> Prompt
The whole listing below is to be copied exactly.

> Provided data
PR #5981, opened 2023-09-28
wasm-s-parser: Add context in validation errors

kripken:
Instead of just reporting the reason and line + column, also log out the element
the error occurred at.

Supercedes #5980


tlively (approved):
Looks great, thanks!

> Solution to this problem
PR #5981, opened 2023-09-28
wasm-s-parser: Add context in validation errors

kripken:
Instead of just reporting the reason and line + column, also log out the element
the error occurred at.

Supercedes #5980


tlively (approved):
Looks great, thanks!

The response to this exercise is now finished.